Engaging and Empowering Economic Development Officers (EDOs) to Conserve and Manage the Kelani River Basin for Water Health and Other Uncertainties

A workshop to engage and empower the Economic Development Officers (EDOs) to conserve and manage the Kelani River Basin was held at the Auditorium of the Ministry of Mahaweli Development and Environment (MMD&E) on 25 April 2019.  

Lighting of the traditional oil lamp by the distinguished  guests

The workshop was held under the leadership of the Hon. Ajith Mannapperuma, State Minister of the MMD&E and under the guidance of Mr Anura Dissanayake, Secretary and Mr Mapa Pathirana, State Secretary. The event was attended by more than 100 Economic Development Officers spread across nine Divisional Secretariat Divisions (DSD).

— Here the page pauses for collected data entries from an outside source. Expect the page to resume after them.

PR #414, opened 2019-07-30
Adding pattern type conversion to HttpDataEncoder

TonyRice:


tests/unit/processing/Services.py
```diff
@@ -885,7 +886,8 @@ def test_http_data_encoder(patch):
         'casedict': CaseInsensitiveDict(data={
             'key': 'value'
         }),
-        'namedtuple': namedtuple_obj(key='value')
+        'namedtuple': namedtuple_obj(key='value'),
+        'regex': re.compile('/foo/i')
```
wilzbach:
```suggestion
        'regex': re.compile('/foo/i'),
```

Otherwise, you continue to mess up the git blame when you touch unrelated lines ;-)

PR #418, opened 2019-07-31
Rename Package namespace

TonyRice:
This is currently a work in progress. It looks like renaming the package to storyscript will cause a conflict with the storyscript language package. I propose we rename this package to storyengine, or something similar. Any thoughts and opinions would be appreciated.


wilzbach:
> . I propose we rename this package to storyengine, or something similar. Any thoughts and opinions would be appreciated.

An alternative would be `storyscript.engine`, but I like short names too.


Other ideas:
- `storyruntime`
- `storyre` (runtime environment)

The event is a result of a number of meetings that were previously held with the Hon. State Minister, government authorities and other organizations. During these discussions, a working group comprising of the Central Environment Authority (CEA), Marine Environment Protection Authority (MEPA), Irrigation Department, National Water Supply and Drainage Board, Coast Conservation and Coastal Resource Management Department and IUCN was established to manage and conserve the Kelani River Basin.

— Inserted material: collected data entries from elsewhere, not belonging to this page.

Issue #329, opened 2019-06-12
Stacked contexts


wilzbach:
A `when`, `foreach`, `while` or listening to a service should result in a nested `context`. Defined variables SHALL not be visible after leaving the scope.

wilzbach:
Repeating the points I made 

- you can access to the parent scope variables
- you can write to the parent scope variables (if they are not readonly)
- you can't define a variable from the parent scope (that would make things ambiguous, you'll get an error)
- the variables that you define in your scope are gone after you leave the scope

The idea here is to force the user to be very explicit about his code.

```coffee
c = 0 # we made this explicit, it won't work otherwise
foreach arr as e
  c += e
```

The same applies to try/catch. That being said there's one exception: if statements. If you define a variable in all statements, then it will be hoisted to the parent scope. However, if you define it in only the if-block, but not the else-block, you'll get a nice compiler error (though that last part isn't fully implemented yet - see storyscript/storyscript#1080 for details). We could apply a similar logic to try/catch.

How to do:
---

Every time you enter a block, you create a new context with ref to the parent, once you're out of the block, you pop the current context.
For variable lookup, you look in your current scope and if you can't find anything, you delegate to parent scope. There are smarter ways, but that one should be easy to implement.

About the if special case: Compiler could either mark these variables specially or could insert a (dummy) init assignment in the parent scope.

PR #422, opened 2019-08-01
Adding try catch support

TonyRice:
The goal is to add support for basic exception handling as outlined here. https://docs.storyscript.io/storyscript/advanced/#exception-handling


storyruntime/processing/Lexicon.py
```diff
@@ -236,6 +236,34 @@ def unless_condition(logger, story, line):
...
 
+    @staticmethod
+    async def try_catch(logger, story, line):
+        from . import Stories
+        next_line = story.next_block(line)
+
+        if next_line is None:
+            raise StoryscriptError(
+                message=f'Try requires catch block',
+                story=story, line=line)
```
wilzbach: The compiler could/should enforce this if we want to make this illegal (there's a point for allowing it which is why it's currently valid).

storyruntime/processing/Lexicon.py
```diff
@@ -236,6 +236,34 @@ def unless_condition(logger, story, line):
...
+
+        try:
+            await Stories.execute_block(logger, story, line)
+        except BaseException as e:
+            output = next_line['output'][0]
+            try:
+                story.context[output] = str(e)
```
wilzbach: Uhm at the team summit we decided to not expose the exception message (or other context) yet to the user, but only allow him to differentiate between exceptions (user errors, recoverable, e.g. 404), and errors (application error, not recoverable, e.g. 500).

More details: https://github.com/storyscript/storyscript/issues/954

storyruntime/processing/Lexicon.py
```diff
@@ -236,6 +236,34 @@ def unless_condition(logger, story, line):
             return line['exit']
         return line['enter']
 
+    @staticmethod
+    async def try_catch(logger, story, line):
+        from . import Stories
```
wilzbach: I recommend refactoring the code so that you don't need this import here. One reason is that it will make unittest testing this harder (can't easily patch the class).

TonyRice: Funny you mention that I actually do have a refactor currently in progress. I was thinking it makes more sense to put execute_block and execute_line within the Lexicon. This completely avoids the inline imports altogether.

storyruntime/processing/Lexicon.py
TonyRice: I'd love to sync up on this and get a full breakdown. I'll review that issue, and be sure to ping you with any questions.

TonyRice: We're going to focus on implementing basic try catch as the docs currently outline. We can re-visit this in the future.

storyruntime/processing/Lexicon.py
```diff
@@ -325,6 +327,59 @@ def unless_condition(logger, story, line):
             return line['exit']
         return line['enter']
 
+    @staticmethod
+    async def try_catch(logger, story, line):
+        next_line = story.next_block(line)
```
judepereira:
```suggestion
        """Executes the try/catch/finally construct. If any StoryscriptError exception is thrown by the try block, the catch block will be invoked. However, if the error is not of type StoryscriptError, then it will be thrown up directly - in this case, the finally block will not be executed either (since the error that occurred is not a StoryscriptError, but rather a programming error in the runtime).
        
        :return: If a finally block is present, returns the line number of the finally block, otherwise, the line to be executed immediately after the catch block."""
        next_line = story.next_block(line)
```

storyruntime/processing/Lexicon.py
```diff
@@ -325,6 +327,59 @@ def unless_condition(logger, story, line):
...
+
+        if next_line is None:
+            return None
+
+        try:
+            await Lexicon.execute_block(logger, story, line)
+        except BaseException as e:
```
judepereira: Only StoryscriptError exceptions should be subjected to Storyscript try/catch blocks. All other errors are a result of incorrect runtime behaviour.
```suggestion
        except StoryscriptError as e:
```

storyruntime/processing/Lexicon.py
```diff
@@ -325,6 +327,59 @@ def unless_condition(logger, story, line):
...
+            if next_line['method'] == 'finally':
+                return next_line['enter']
+
+            line_output = next_line.get('output', [])
+
+            if line_output is not None and \
+                    len(line_output) > 0:
+                output = line_output[0]
+                if isinstance(e, StoryscriptError):
```
judepereira: Since we'll be catching StoryscriptError exceptions only, this entire if/else block can be replaced with `story.context[output] = str(e)`.

storyruntime/processing/Lexicon.py
```diff
@@ -325,6 +327,59 @@ def unless_condition(logger, story, line):
...
+                            line=line,
+                            root=e
+                        )
+                    )
+            else:
+                output = None
+
+            try:
+                await Lexicon.execute_block(logger, story, next_line)
+            except BaseException as exc:
```
judepereira: No need for this `except` block, since all you're doing is throwing it back.

storyruntime/processing/Lexicon.py
```diff
@@ -325,6 +327,59 @@ def unless_condition(logger, story, line):
...
+                # let's throw the error that happened
+                # inside the catch block
+                raise exc
+            finally:
+                if output is not None:
+                    del story.context[output]
```
judepereira: I see what you're doing here. Once the execution is complete, you're removing the exception object from the context. This works, and is a good approach for now.

However, an even finer approach (which will be future proof is to implement something like a COW context, where a an "overlay" context frame is created, which will automatically reclaim all variables created in the current context - foreach, while, try/catch, if/else, etc). Don't confuse this with stack frames though, since entering a foreach loop doesn't add to the stack. Perhaps create a new issue for this, and let it percolate in both our minds?

storyruntime/processing/Lexicon.py
```diff
@@ -329,59 +329,91 @@ def unless_condition(logger, story, line):
...
+                last_block = story.next_block(last_block)
+
+            return Lexicon.line_number_or_none(last_block)
+
+        def clean_output(_output, original_value):
+            if _output is not None and \
+                    _output in story.context:
+                del story.context[_output]
+                if original_value is not None:
+                    story.context[_output] = original_value
```
wilzbach: This looks suspicious like the wrong thing to do. You need to implement the concept of scopes and stack frames anyhow for other stuff.
stack frame:
- no access to parent scope (e.g. when a function gets called)
- save old context in a stack of stack frame and pop the current context when returning back from the function call

scope:
- have access to the parent scope
- BUT: variables written in one scope only last in that scope

wilzbach: There already is an issue for this: https://github.com/storyscript/runtime/issues/329

storyruntime/processing/Lexicon.py
```diff
@@ -329,59 +329,91 @@ def unless_condition(logger, story, line):
...
+        the catch block or finally block.
+        """
         next_line = story.next_block(line)
 
         if next_line is None:
             return None
 
+        async def next_block():
+            """
+            This will execute if the next block is a finally block.
```
wilzbach: It's a very bad practice to give a pretty specialized function such a generic name as it misleads people

storyruntime/processing/Lexicon.py
wilzbach: So that means we don't support access to the error object, right and this should be removed.
I'm aware that https://docs.storyscript.io/storyscript/advanced/#exception-handling mentions `as error`, but we _never_ defined how that object should look like.

storyruntime/processing/Lexicon.py
TonyRice: Is there a reason why we would not want to define variables to not be accessible after execution? Generally, a catch block would be able to define, and access globals variables. I'm just unsure, maybe I should move the discussion into #329 

In this specific case, I actually added the code due to a recent error I discovered in the compiler. The catch as error was only usable if I defined the error variable globally. This just sets it back.

storyruntime/processing/Lexicon.py
TonyRice: I'll rename it to something more specific

storyruntime/processing/Lexicon.py
TonyRice: If you take a look at this issue I just submitted, https://github.com/storyscript/storyscript/issues/1094

`as error` was working perfectly for me not too long ago, with the try catch implementation on the runtime of course. Trying to debug it, I realized I could simply define the variable globally to get the runtime to compile. When passing this to the context, I realized I was deleting it after the catch block executes. In the end, removing the global variable I defined. It's a bit of a weird situation, but the above is more or less a temporary fix to that problem.

I'm not sure if the compiler should throw an error since the variable was already defined, but I am experiencing an issue a bit intertwined in this.

storyruntime/processing/Lexicon.py
TonyRice: If you take a look at this issue I just submitted, https://github.com/storyscript/storyscript/issues/1094

`as error` was working perfectly for me not too long ago, with the try catch implementation on the runtime of course. Trying to debug it, I realized I could simply define the variable globally to get the runtime to compile. When passing this to the context, I realized I was deleting it after the catch block executes. In the end, removing the global variable I defined. It's a bit of a weird situation, but the above is more or less a temporary fix to that problem.

I'm not sure if the compiler should throw an error since the variable was already defined, but I am experiencing an issue a bit intertwined in this.

wilzbach: > Is there a reason why we would not want to define variables to not be accessible after execution? 

I was talking about the `as error`.
Though there are many other example, like `foreach` or `while`

> Generally, a catch block would be able to define, and access globals variables.

Definitely a big no on defining _global_ variables. You shouldn't be able to ever add new global variables. If you're talking about the parent scope, that's a no too.
Every block (indent) creates a new context with the following rules:
- you can access to the parent scope variables
- you can write to the parent scope variables (if they are not readonly)
- you can't define a variable from the parent scope (that would make things ambiguous, you'll get an error)
- the variables that you define in your scope are gone after you leave the scope

The idea here is to force the user to be very explicit about his code.

```coffee
c = 0 # we made this explicit, it won't work otherwise
foreach arr as e
  c += e
```

The same applies to try/catch. That being said there's on exception: `if` statements. If you define a variable in all statements, then it will be hoisted to the parent scope. However, if you define it in only the if-block, but not the else-block, you'll get a nice compiler error (though that last part isn't fully implemented yet - see https://github.com/storyscript/storyscript/issues/1080 for details). We could apply a similar logic to `try/catch`.

> In this specific case, I actually added the code due to a recent error I discovered in the compiler. 

Please don't try to workaround things unnecessarily. Ask e.g. on #storyscript as we very likely can fix things for you.
This just creates more tech debt. In this case though (I assume you're talking about https://github.com/storyscript/storyscript/issues/1094) it's only partially a compiler error as the code is incorrect according to your agreement on the team summit (=https://github.com/storyscript/storyscript/issues/954). Though of course it should give a better error message and say that `catch as error` is not allowed. Anyhow, let's continue that discussion on the respective issue.

wilzbach: > We could apply a similar logic to try/catch.

-> https://github.com/storyscript/storyscript/issues/1095

TonyRice: @wilzbach, unfortunately, I wasn't able to be a part of the majority of the discussions at the team summit since I was not there. That clarifies the majority of what I'm trying to figure out. It looks like this would now need an update to the compiler in order to continue implementing the try-catch. As it is right now, the compiler enforces the syntax ```catch as error```, but it throws an error when code within the catch block tries accessing it. I'm going to revert it to exactly what I had before.

storyruntime/processing/Lexicon.py
wilzbach: > This works, and is a good approach for now.

No it's a terrible approach and we shouldn't commit to such hacks.
Just consider:

```coffee
error = 1
try:
  crashFun()
catch as error:
  # foo

error += 1 # KABOOM
```

Yes, in same cases the compiler will forbid it statically, but what do we do here:

```coffee
try:
  crashFun()
catch as error:
   try:
     crashFun()
   catch as error:
     # ..
```

> (which will be future proof is to implement something like a COW context, where a an "overlay" context frame is created, which will automatically reclaim all variables created in the current context - foreach, while, try/catch, if/else, etc).

You need to implement this anyhow. Language depends on this https://github.com/storyscript/runtime/issues/329.

>  Perhaps create a new issue for this, and let it percolate in both our minds?

https://github.com/storyscript/runtime/issues/329 already exists for a long time and it's pretty simple: every time you enter a block, you create a new context with ref to the parent, once you're out of the block, you pop the current context. For variable lookup, you look in your current scope and if you can't find anything, you delegate to parent scope. There are smarter ways, but that one is possible in 10-20 lines.

storyruntime/processing/Lexicon.py
TonyRice: Trying the following code:

```
try
     throw "error"
catch
    log info msg: "Error Happened"
finally
     log info msg: "Finally"
```

Will result in
```
Error: syntax error in story at line 3, column 6

3|    catch
           ^

E0053: Unexpected end of line. Expected: ['_AS'].
```

wilzbach: > I wasn't able to be a part of the majority of the discussions at the team summit since I was not there. 

Yeah we should have kept better notes, but I tried to move all important points to GH. In this case it's https://github.com/storyscript/storyscript/issues/954.

> hat clarifies the majority of what I'm trying to figure out. It looks like this would now need an update to the compiler in order to continue implementing the try-catch. As it is right now, the compiler enforces the syntax catch as error

Sorry, yes, we apparently need to talk more.

> As it is right now, the compiler enforces the syntax catch as error

Ok -> https://github.com/storyscript/storyscript/issues/1096

storyruntime/processing/Lexicon.py
judepereira: @wilzbach yes - same approach. Let's defer that to a follow up PR perhaps? I wouldn't want this PR to be extended simply at all. Also, a follow up PR makes sense, since functions, foreach, and all other items would be touched upon as well. @TonyRice let's chat about this live, since I have some ideas on implementing this concept.

judepereira:
> @wilzbach Nested try/catch is possible.

By the looks of Tony's approach, nested try/catch will work just fine. @TonyRice please add appropriate integration tests in Lexicon.py.

tests/integration/processing/Lexicon.py
```diff
@@ -634,7 +634,75 @@ def __init__(self, cases, preparation_lines=''):
...
+                     assertion=RuntimeExceptionAssertion(
+                         exception_type=StoryscriptError,
+                         context_assertion=ContextAssertion(
+                             key='_finally', expected=True
+                         )
+                     )),
+        ]
+    ),
+    TestSuite(
+        preparation_lines='try\n'
```
judepereira: Need a test like this as well:
```
try
  try
    throw "x"
  catch
    log info msg: "caught"
catch
  log error msg: "this should never happen"
finally
  log info msg: "outer finally"
```

Replace the log info lines with variable assignments to an outer context, and verify state via the ContextAssertion.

The Kelani River is a major river in Sri Lanka that supplies water to a growing population of more than three million and supports many livelihoods as well. However, pollution and climate change is impacting the water quality and the health of the river, which has prompted the government and other related agencies to take action to mitigate the adverse effects. As such, IUCN Sri Lanka in early 2016, with funding from UNICEF and under the guidance of the CEA and with the participation of over 50 agencies developed a large basin restoration effort named the “Kelani River Basin Multi-Stakeholder Partnership” (https://www.iucn.org/asia/countries/sri-lanka/management-and-conservation-kelani-river-basin) that advocates a balanced development using a water safety and multi-sector approach where mobilizing communities towards greening the river basin is presented as an important component using minor-watersheds level as the management unit. During the pollution studies conducted by IUCN in 2016, the Divisional Secretariat Divisions of the Kelani River Basin were categorized into High, medium and low priority zones in order to protect the basin. 

The above-mentioned workshop concentrated on the nine DSDs that fall within the “High” priority zones: namely, Seethawaka, Homagama, Dompe, Colombo, Kelaniya, Biyagama, Kolonnawa, Kaduwela and Wattala. Some of the topics discussed at the workshop ranged from the Current status of pollution and the control measures for industries, level of pollution as identified during recent years, Understanding of behavior practices, Kelani River Basin climate uncertainty and risk reduction efforts, catchment protection approach to summary of past efforts and expected role for EDOs.

Dr Ananda Mallawatantri, Country Representative IUCN Sri Lanka addressing the gathering Dr Ananda Mallawatantri, Country Representative IUCN Sri Lanka addressing the gathering  Photo: © IUCN

As the way forward, a questionnaire was provided to the EDOs to provide their inputs and action plans on implementation.